Module 7: Wait for Me

In Uncategorized on October 23, 2012 at 5:51 pm

Book Summary:  Mina and Suna are two Korean sisters that have a strong relationship.  Mina tries to live up to her her mother’s ,Uhmma, expectations to be at the top of her class.  Mina has secrets and tries to hide them from her mother and does not tell everything to Suna.  Suna is younger that Mina and is deaf in one ear.  She sees things differently and likes to hear music and tries not to be a burden to her mother.  It is during her summer of her senior year and Mina works for her family at their dry cleaning business.  When her father, Apa, hurts his back and they have to find someone to take his place.  They get help from their friend, Mrs. Kim and hire a young migrant worker named Ysrael.  Mina finds Ysrael attractive and can not lie to him.  Suna suddenly feels jealous because she wants to be older and looks as beautiful as her older sister Mina.  Mina falls in love with Ysrael and they both end up spending much time with each other.  Mina does not lie to Ysrael and tells him the truth about her education.  Thing soon to unravel for Mina when her mother finds out that someone is stealing from the cleaning business and blames Ysrael and fires him.  Jonathon, who is a friend of Mina’s and is getting ready to leave to college, helps Mina by altering her report card.  Mina wants to live her life of her own with freedom away from her mother.  Mina in love with Ysrael wants to be with him but in the end she realizes that spending time with her sister is a true value.

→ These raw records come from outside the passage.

PR #1782, opened 2018-07-10
Prioritize current project import suggestions

marwan-at-work:
This PR will make it so that "import suggestions" will always put your project's packages at the top. This really helps when there are very common package names like `log` or `errors` and you want to import them through the autocomplete feature. Before this pr, you'd have to scroll through 10s if not 100s of packages to find the one form you're workspace. 

From the screenshot below, you can see that if you're inside `upspin.io`'s sourcode, then the autocomplete shows you imports from that package first.
screen shot 2018-07-09 at 11 11 48 pm

### DIFF
--- a/src/goSuggest.ts
+++ b/src/goSuggest.ts
@@ -355,7 +355,7 @@ export class GoCompletionItemProvider implements vscode.CompletionItemProvider {
 	// Return importable packages that match given word as Completion Items
 	private getMatchingPackages(document: vscode.TextDocument, word: string, suggestionSet: Set<string>): vscode.CompletionItem[] {
 		if (!word) return [];
-	
+
 		const cwd = path.dirname(document.fileName);
 		const goWorkSpace = getCurrentGoWorkspaceFromGOPATH(getCurrentGoPath(), cwd);
 		const workSpaceFolder = vscode.workspace.getWorkspaceFolder(document.uri);
@@ -375,7 +375,7 @@ export class GoCompletionItemProvider implements vscode.CompletionItemProvider {
 					arguments: [pkgPath]
 				};
 				item.kind = vscode.CompletionItemKind.Module;
-				
+
 				// Unimported packages should appear after the suggestions from gocode
 				const isStandardPackage = !item.detail.includes('.');
 				item.sortText = isStandardPackage ? 'za' : pkgPath.startsWith(currentPkgRootPath) ? 'zb' : 'zc';
--- a/src/goSuggest.ts
+++ b/src/goSuggest.ts
@@ -266,7 +266,7 @@ export class GoCompletionItemProvider implements vscode.CompletionItemProvider {
 					}
 
 					// Add importable packages matching currentword to suggestions
-					let importablePkgs = includeUnimportedPkgs ? this.getMatchingPackages(currentWord, suggestionSet) : [];
+					let importablePkgs = includeUnimportedPkgs ? this.getMatchingPackages(document, currentWord, suggestionSet) : [];
 					suggestions = suggestions.concat(importablePkgs);
 
 					// 'Smart Snippet' for package clause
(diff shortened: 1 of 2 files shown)


src/goSuggest.ts
```diff
@@ -346,6 +346,7 @@ export class GoCompletionItemProvider implements vscode.CompletionItemProvider {
 	private getMatchingPackages(word: string, suggestionSet: Set<string>): vscode.CompletionItem[] {
 		if (!word) return [];
 		let completionItems = [];
+		const rootPath = vscode.workspace.rootPath.slice(getCurrentGoPath().length + 5);
```
ramya-rao-a: This will fail in a few cases
- Multi-root mode. To fix this you can use `vscode.workspace.getWorkspaceFolder(fileUri)`
- The file being edited is not part of the folder opened in VS Code or the file alone has been opened in VS Code. No folders. In this case `vscode.workspace.getWorkspaceFolder(fileUri)` would not return a workspace, so you can fall back to the parent folder of the file.
- The file being edited is not part of the gopath
- The `getCurrentGopath` returns multiple gopaths like `projectA:projectB` or `projectA;projectB`. To solve this you can use `getCurrentGoWorkspaceFromGOPATH` method from `goPath.ts`

src/goSuggest.ts
```diff
@@ -363,9 +364,15 @@ export class GoCompletionItemProvider implements vscode.CompletionItemProvider {
 				// Add same sortText to the unimported packages so that they appear after the suggestions from gocode
 				const isStandardPackage = !item.detail.includes('.');
 				item.sortText = isStandardPackage ? 'za' : 'zb';
-				completionItems.push(item);
+				if (pkgPath.startsWith(rootPath)) {
+					item.sortText = 'a';
```
ramya-rao-a: Why change the sortText?

marwan-at-work: @ramya-rao-a this is so that the unimported packages from the same project (or workspace) are prioritized over the rest of the package suggestions. Say you are in project `a` and you start typing `b` in main.go, when the imports are suggested i'd like to see `a/b` before `someOtherProject/b` so i can just hit enter and `a/b` is imported. Most of the time when you wanna import a package, it's most likely either from your own project, or from the standard library, or a third party. Third party libraries have special cool names so they usually come first anyway. But when you type generic package name like `log` or `errors`, you get too many suggestions from GOPATH and you most likely just want the `log` package from your own project.

marwan-at-work:
@ramya-rao-a i updated and commented the pr, thanks for taking a look!

src/goSuggest.ts
ramya-rao-a: Take a hypothetical case 
- lab, lag, large, lamb are standard pkgs
- github.com/mine/log, github.com/you/log are custom packages

The user is currently working on the github.com/mine/myproject and types `l`
The suggestions would now appear as
- log -> github.com/mine/log
- lab
- lag
- large
- lamb
- log -> github.com/you/log

This would be counter intutive, as all the std pkgs would be expected to be sorted above alphabetically.

The solution to your problem should be such that your package is sorted to the top but only among other packages with the same name. So taking the same example as above, typing `l` should result in

- lab
- lag
- large
- lamb
- log -> github.com/mine/log
- log -> github.com/you/log

ramya-rao-a: My previous comment assumed that the unimported package suggestions were sorted among themselves alphabetically. Which is not the case. My bad.

How about `item.sortText = isStandardPackage ? 'za' : pkgPath.startsWith(rootPath) ? 'zb' : 'zc'`?

We need the `z` as we dont want any of the unimported packages to appear before other normal symbol suggestions.

marwan-at-work:
@ramya-rao-a I've applied your last suggested edit, which seems to be working as intended. Thanks again for pointing out all the edge cases! Let me know if this needs further edits.

marwan-at-work:
@ramya-rao-a ok to merge on my end. 

Something kind of related but probably for another pr: would it be possible to just remove all packages nested under `GOPATH/src/mod` from suggestions and imports? This is because of vgo (and soon Go 1.11) new module system. We're never gonna import anything directly from there. 

I'm happy to push another PR for it if you can give me some direction. Thanks!

ramya-rao-a:
There is an ongoing discussion for vgo in https://github.com/Microsoft/vscode-go/issues/1532. Add you note there with some links to documentation and we can take it from there.

ramya-rao-a:
This fix is now out in the latest update (0.6.85) to the Go extension.

Issue #1779, opened 2018-07-09
Make autocomplete for inline functions optional


kaskavalci:
https://github.com/Microsoft/vscode-go/issues/1287 addresses the issue on autocomplete for inline functions. However when passing those functions around, autocomplete can be very annoying. Can we make this feature optional?

![](http://g.recordit.co/8jfCMnGTXJ.gif)

ramya-rao-a:
We could skip using the snippet with function parameters when the cursor is followed by a comma or `)`. 
It wouldnt cover 100% of the cases, but should work for most common cases.

The reason we cannot do a correct fix for all cases is that we are only aware that the symbol being completed is a variable of func type. We are not aware if the cursor is inside another function call.

If that sounds good enough, then PRs are welcome.

The fix would go here: https://github.com/doxxx/vscode-go/blob/ba71beed263765892fd6b49d0136954785b47ba8/src/goSuggest.ts#L171

kaskavalci:
Thanks for the response. I'll submit a PR this weekend.

doxxx:
#1788 only appears to have fixed this when completing variables of type `func`. When completing the name of a standalone function, it completes with the parameter list.

For example:

```go
func HandleRequest(w http.ResponseWriter, r *http.Request) {
}

func Register(r *mux.Router, jm *job.Manager) {
	r = r.PathPrefix("/api/v1").Subrouter()
	r.HandleFunc("/", HandleReq***CURSOR***)
}
```

When I invoke completion at the marked cursor position, it completes to:

```go
func HandleRequest(w http.ResponseWriter, r *http.Request) {
}

func Register(r *mux.Router, jm *job.Manager) {
	r = r.PathPrefix("/api/v1").Subrouter()
	r.HandleFunc("/", HandleRequest(w, r))
}
```

However, if I start with this instead:

```go
func Register(r *mux.Router, jm *job.Manager) {
	r = r.PathPrefix("/api/v1").Subrouter()
	handleRequest := func(w http.ResponseWriter, r *http.Request) {}
	r.HandleFunc("/", handleReq***CURSOR***)
}
```

Completion results in the following:

```go
func Register(r *mux.Router, jm *job.Manager) {
	r = r.PathPrefix("/api/v1").Subrouter()
	handleRequest := func(w http.ResponseWriter, r *http.Request) {}
	r.HandleFunc("/", handleRequest)
}
```

ramya-rao-a:
[...]

PR #1788, opened 2018-07-15
Do not suggest function parameters if passing it as an argument

kaskavalci:
As per the suggestion: https://github.com/Microsoft/vscode-go/issues/1779#issuecomment-403675528

This PR disables suggesting function parameters if passing the suggestion as an argument. If cursor ends with `,` or `)` it skips parameter suggestion.

For more info: https://github.com/Microsoft/vscode-go/issues/1779


kaskavalci:
True, I missed that.

ramya-rao-a:
Never mind, I've added the tests. Thanks for the PR!

PR #992, opened 2025-06-26
Auto-expand/collapse nav items + some other improvements

benface:
This PR squashes a few TODOs that existed in the code, notably these:

> TODOs about the navigation system:
> - Auto-expand the current item's ancestors on load and when the route changes
> - Remember which groups/items are expanded at every level, so that closing and re-expanding an ancestor doesn't affect its children's state
> - Remember if groups/items were manually expanded (with the caret) or auto-expanded (either by clicking on its title or by navigating to it or one of its children), then auto-close those that were auto-expanded when the user navigates to a different group/item

It also updates dependencies (notably Prettier, hence the large number of files changed – sorry), tweaks the `Callout` styles (thanks @0xa3k5), replaces ✅ emojis with GDS (phosphor) check icons (thanks @hayderkg), and colocates our custom MDX (rehype and remark) plugins in the `website` package, as they were already tightly coupled to it (I converted them to TS while I was at it).


website/src/components/Callout.tsx
```diff
@@ -53,7 +53,7 @@ export const Callout = ({
       ])}
       {...(props as ComponentProps<'div'>)}
     >
-      <div className="flex size-6 shrink-0 items-center justify-center">
+      <div className="flex h-[1lh] shrink-0 items-center justify-center">
```
0xa3k5, line 56: 🤩

website/src/components/Image.tsx
```diff
@@ -1,15 +1,10 @@
...
 import { classNames } from '@edgeandnode/gds'
 
-export interface ImageProps extends Omit<ComponentProps<'img'>, 'src'> {
-  src?: ComponentProps<typeof NextImage>['src']
-}
+interface ImageProps extends ComponentProps<'img'> {}
 
-export const Image = ({ src: passedSrc, alt, className, ...props }: ImageProps) => {
-  const src =
-    typeof passedSrc === 'object' ? ('default' in passedSrc ? passedSrc.default.src : passedSrc.src) : passedSrc
```
0xa3k5, line 12: this was not needed?

website/src/components/TimeIcon.tsx
```diff
@@ -5,7 +5,7 @@ import { HourglassDynamic } from '@edgeandnode/gds/icons'
 
 import { useI18n } from '@/i18n'
 
-export interface TimeIconProps extends ComponentProps<'div'> {
+interface TimeIconProps extends ComponentProps<'div'> {
```
0xa3k5, line 8: ah. nice catch it was probably my mistake 😅

0xa3k5 (approved):
❤️

website/src/components/TimeIcon.tsx
benface: Not really a mistake, haha, just removed it for consistency.

PR #995, opened 2025-07-02
Redirect Graph Assistant page

hayderkg:


kmjones1979 (commented):
lgtm

benface (changes requested):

Na, A.  (2006).  Wait for Me.  New York, NY:  The Penguin Group.

Impressions:  I really enjoyed this book because it dealt with multicultural issues.  This book was a realistic fiction novel that deals with situations that are uncomfortable and with multicultural issues that are dealt with today’s issues.  Reading about an Asian girl falling in love with a Mexican was a shock.  I was not expecting another character to steer Mina to be independent.  She was not fulfilling her duties as a dutiful daughter.  She was lying to her mother to make her believe that she was fulfilling a dream to be educated and be the top of her class.  I would recommend this book to other avid readers to learn and talk about different ethnicities.  This book can teach readers about accepting others for who they are.

Professional Review:

Welch, C.  (2006, June).  Wait for Me (Review)

           [Review of the book Wait for Me, by A.N].

        Bulletin of the Center for Children’s Books 59(10), 464.  Retrieved from http://libproxy.library.unt.edu:2355/journals/bulletin_of_the_center_for_childrens_books/v059/59.10welch03.html

“This is a well-crafted tale, sensitively told: Na fashions the story and fleshes out her characters by juxtaposing Korean and American cultural traditions, parental dreams, and young adult desires, even birth-order differences between siblings. This opposition is emphasized by the format: alternating chapters in which Mina speaks for herself while Suna’s story is told in a third-person, present-tense narrative capturing her feelings of being once removed from the world and her mother’s love. There are some familiar cultural patterns here, but the mother-daughter conflict will resonate with teens of any culture who have wrestled parents for the right to choose their own paths. At times the ending seems inevitable, but Na doesn’t settle for easy resolution, and the conclusion respects her characters and their growth.”

Library Uses:  The book can be used as a theme to make bookmarks.  It can be a craft for young adults that can create something out of Korean cultural or tradition.  The book can be summarized and the ideas are passed around how to create a unique bookmark.  We can explain the different traditions and food that they may do or eat and use a favorite quote from the book.